W telefonie kliknęłam słuchawkę. Melodie odebrała.

- Musimy porozmawiać. Jest bardzo ważna sprawa - powiedziałam.
- Okej, gdzie się spotykamy?
- Możemy u ciebie
- Oki
- To pa będę za jakieś 15- 20 minut.
- Pa

To będzie najbardziej stresująca rozmowa w moim życiu. Melodyjka nie mieszka za daleko, więc postanowiłam pójść do niej z buta.

Gdy zadzwoniłam dzwonkiem od razu otworzyła mi moja dziewczyna.

- Cześć to jaka jest ta twoja pilna sprawa?
- Kurde, Melodie ja chyba potrzebuję pomocy.
- Co?

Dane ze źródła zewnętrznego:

PR #340, opened 2023-06-23
Home page initial commit (dev-only)

aumu1031:
- Add new Home page (login complete)
- Combine Login/Register/Reset to Index
- News API


classes/news/NewsAPIManager.php
```diff
@@ -0,0 +1,28 @@
+<?php
+
+require __DIR__ . '/NewsPostDto.php';
+
+class NewsAPIManager {
```
levimeahan, line 5:
```suggestion
class NewsManager {
```
I realize I didn't present this consistently, but I don't think we should include `API` in these manager classes, it's overly specific. We want to use them for anything, not just APIs (as opposed to the presenter and response which specifically are only useful for constructing a response)

index.php
```diff
@@ -47,80 +58,344 @@
...
+            $system->message($e->getMessage());
+            error_log($e->getMessage());
+            $register_error_text = $e->getMessage();
+
+            $register_pre_fill['user_name'] = isset($_POST['user_name']) ? $_POST['user_name'] : "";
+            $register_pre_fill['email'] = isset($_POST['email']) ? $_POST['email'] : "";
+            $register_pre_fill['gender'] = isset($_POST['gender']) ? $_POST['gender'] : "";
+            $register_pre_fill['village'] = isset($_POST['village']) ? $_POST['village'] : "";
+        }
+    }
```
levimeahan, line 398: I want to extract these huge blocks of logic out so `index` can be lighter-weight, but I'll take that as a follow-up for me to do

ui_components/src/home/Home.js
```diff
@@ -0,0 +1,564 @@
+import { apiFetch } from "../utils/network.js";
```
levimeahan, line 1:
```suggestion
// @flow
import { apiFetch } from "../utils/network.js";
```

ui_components/src/home/Home.js
```diff
@@ -0,0 +1,564 @@
...
+        setDisplayRegister(false);
+        setDisplayReset(false);
+        setDisplayRules(false);
+        setDisplayTerms(false);
+        if (!displayLogin) {
+            setDisplayLogin(true);
+        }
+        else {
+            document.getElementById('login_form').submit();
+        }
```
levimeahan, line 96: Looking through these, it doesn't look like there's ever a case we want to have multiple of these be true. What if we moved this to a single `pageToDisplay` state variable, that is a union of `"register" | "reset" | "rules" | "terms" | "login"`

ui_components/src/home/Home.js
```diff
@@ -0,0 +1,564 @@
...
+    loginMessageText,
+    registerPreFill,
+    initialNewsPosts,
+}: Props) {
+    const [displayLogin, setDisplayLogin] = React.useState((loginErrorText != "" || loginMessageText != "") ? true : false);
+    const [displayRegister, setDisplayRegister] = React.useState(registerErrorText == "" ? false : true);
+    const [displayReset, setDisplayReset] = React.useState(resetErrorText == "" ? false : true);
+    const [displayRules, setDisplayRules] = React.useState(false);
+    const [displayTerms, setDisplayTerms] = React.useState(false);
+    const [newsPosts, setNewsPosts] = React.useState(initialNewsPosts);
```
levimeahan, line 28: None of these are used in this component itself - Could we move them down to the `LoginSection` component and avoid a bunch of extra props?

ui_components/src/home/Home.js
```diff
@@ -0,0 +1,564 @@
...
+                                </div>
+                            }
+                            {loginErrorText != "" &&
+                                <div className="login_input_bottom">
+                                    <div className="login_error_label">{loginErrorText}</div>
+                                    <div className="reset_link" onClick={() => handleDisplayReset()}>reset password</div>
+                                </div>
+                            }
+                            </form>
+                        }
```
levimeahan, line 169: If we go the route of having a `pageToDisplay` var, we could extract each of these to its own component and refactor this to be a switch statement something like

```js
switch(pageToDisplay) {
  case "register":
    return <RegisterForm /* props here */ />;
  case "login":
    return <LoginForm /* props here */ />;
  // ...
}
```

levimeahan (approved):

classes/news/NewsAPIManager.php
```diff
@@ -0,0 +1,28 @@
...
+    public function getLatestPosts(int $max_posts = 8) : array {
+        $return_arr = [];
+
+        $result = $this->system->db->query("SELECT * FROM `news_posts` ORDER BY `post_id` DESC LIMIT $max_posts");
+
+        while ($post = $this->system->db->fetch($result)) {
+            $return_arr[] = NewsPostDto::fromDb($post);
+        }
+
+        return $return_arr;
```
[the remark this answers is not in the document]
aumu1031: I'm learning!

api/news.php
```diff
@@ -0,0 +1,45 @@
...
+
+try {
+    // api requires a request
+    if (isset($_POST['request'])) {
+        $request = filter_input(INPUT_POST, 'request', FILTER_SANITIZE_FULL_SPECIAL_CHARS);
+    } else {
+        throw new RuntimeException('No request was made!');
+    }
+
+    $NewsAPIResponse = new NewsAPIResponse();
```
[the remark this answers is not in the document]
aumu1031: I agree that there's no functional value right now - but my thinking is that adding a custom response for each is trivial to do when setting up the API and keeps things standardized between them.

classes/Layout.php
```diff
@@ -20,8 +20,12 @@ public function __construct(
         public string $footer,
     ) {}
 
-    public function renderBeforeContentHTML(System $system, ?User $player, string $page_title): void {
+    public function renderBeforeContentHTML(System $system, ?User $player, string $page_title, bool $custom_page = false): void {
```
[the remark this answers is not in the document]
aumu1031: This is a flag to avoid rendering the layout modules, so header/sidebar/footer, and let the page create those.

classes/System.php
```diff
@@ -97,7 +97,7 @@ class System {
     );
 
     // Default layout
-    const DEFAULT_LAYOUT = 'shadow_ribbon';
+    const DEFAULT_LAYOUT = 'new_geisha';
```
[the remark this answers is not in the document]
aumu1031: Oops. Fixed in commit. 
This is a leftover before an override was added for default layout.

classes/news/NewsAPIManager.php
aumu1031: Fixed in commit.

ui_components/src/home/Home.js
aumu1031: Marking as to-do.

ui_components/src/home/Home.js
aumu1031: Marking as to-do.

ui_components/src/home/Home.js
aumu1031: Marking as to-do.

classes/Layout.php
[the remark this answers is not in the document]
levimeahan: Gotcha - What if we named it something more descriptive of that, like `$content_only` or something?

api/news.php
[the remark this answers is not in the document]
levimeahan: Good point. Let's keep it!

O czym ty gadasz? Tak w ogóle wejdź do środka.

Weszłam do środka cała poddenerwowana.

- Ja nie wiem czy ci to mówić to może nam zniszczyć związek...
- Co?
- Ja... Zakochałam się w tobie i innej osobie jednocześnie.
- Janet, to nie złe jeśli się w kimś zakochałaś, a tak poza tym to kto jest tą szczęściarą?
- Colette.
- O kurwa...
- Co?
- Nic nic.

Byłam w lekkim szoku, ale szybko się odtrząsłam.

- Ja też mam ci coś do powiedzenia- powiedziała Melodie.
- Co się stało?
- Skoro jesteśmy przy takich tematach to po nowym roku wyjeżdżam w trasę koncertową.
- Ale ile będzie trwać. 2 tygodnie, 1 miesiąc?
- Nie Janet, ona będzie trwała co najmniej 7 miesięcy, może nawet rok.

Serce stanęło mi w gardle. A w moich oczach pojawiły się łzy. Ja chcę ją tu. Nie chcę jej widzieć na kamerce. Chcę ją móc przytulić w każdej chwili.

- Nie, powiedz, że żartujesz.
- Chciałabym...
- Ja sobie bez ciebie nie poradzę. Rozumiesz?
- Janet, proszę przestań.
- Czemu mam przestać?
- W tym czasie możesz spróbować z Colette, znajdź pozytywy.
- Nie umiem myśleć teraz pozytywnie.
- Janet, życie składa się nie tylko z tych dobrych chwil, ani tylko z tych złych. W życiu jest dużo chwil. Dobrych i złych, smutnych i wesołych, zaskakujących i rozczarowujących.

Po chwili zrozumiałam znaczenie tych słów.

- Czyli został nam nie cały miesiąc?
- Niestety tak...
- Czeemuu?- w tym momencie rozkleiłam się. Płakałam w jej ramionach, a ona mnie pocieszała.

- Planowałam tą trasę przed poznaniem ciebie. Ta wyszło, że jest.
- Mogłam się nie urodzić, nie ciarpiałabyś.
- Janet, co ty pierdolisz? Gdybym cię nie poznała to bym była najsmutniejszą osobą na świecie.

Wtedy wtuliłam się w nią. Ona mnie pocałowała w czoło i również przytuliła.

- Kochana, jak mnie nie będzie...- zaczęła mówić- spróbuj z Colette, a jak cię odtrąci to próbuj żyć dalej, choć nie sądzę, żeby odmówiła.
- Dziękuję.
- Za co?
- Że jesteś.

Po tych słowach Melodie wstała i podeszła do szuflady. Wyciągnąła z niej teczkę.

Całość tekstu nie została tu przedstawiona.